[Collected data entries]

PR #573, opened 2026-08-01
fix/phantom progress on 403

SuperCoolPencil:
- **fix: defer activeTasks removal on error and handle permanent HTTP status codes in worker execution**
- **fix(strategy/concurrent): prevent phantom progress and handle 403 as permanent error**

## Summary by CodeRabbit

- **Bug Fixes**
  - Improved download state snapshots after failed tasks so outstanding bytes are preserved accurately.
  - Ensured permanent HTTP failures return a specific permanent-error classification.
  - Improved pause handling during retry backoff, including pause notifications and accurate zero-byte state reporting.
  - Improved task recovery and cleanup after failed or completed work.
  - Preserved shared download limits when resuming remaining work.

- **Tests**
  - Added coverage for pausing downloads while waiting to retry.
  - Added coverage for preserving shared download limits during task recovery.

### DIFF
--- a/internal/strategy/concurrent/concurrent_test.go
+++ b/internal/strategy/concurrent/concurrent_test.go
@@ -818,7 +818,6 @@ func TestConcurrentDownloader_Download_BootstrapFail_InvalidRange(t *testing.T) 
 	}
 }
 
-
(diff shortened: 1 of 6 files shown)


SuperCoolPencil:
@coderabbitai resume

-- Work instructions --
Look through the records and copy down every line that holds "error".

-- Problem solution --
- **fix: defer activeTasks removal on error and handle permanent HTTP status codes in worker execution**
- **fix(strategy/concurrent): prevent phantom progress and handle 403 as permanent error**
  - Ensured permanent HTTP failures return a specific permanent-error classification.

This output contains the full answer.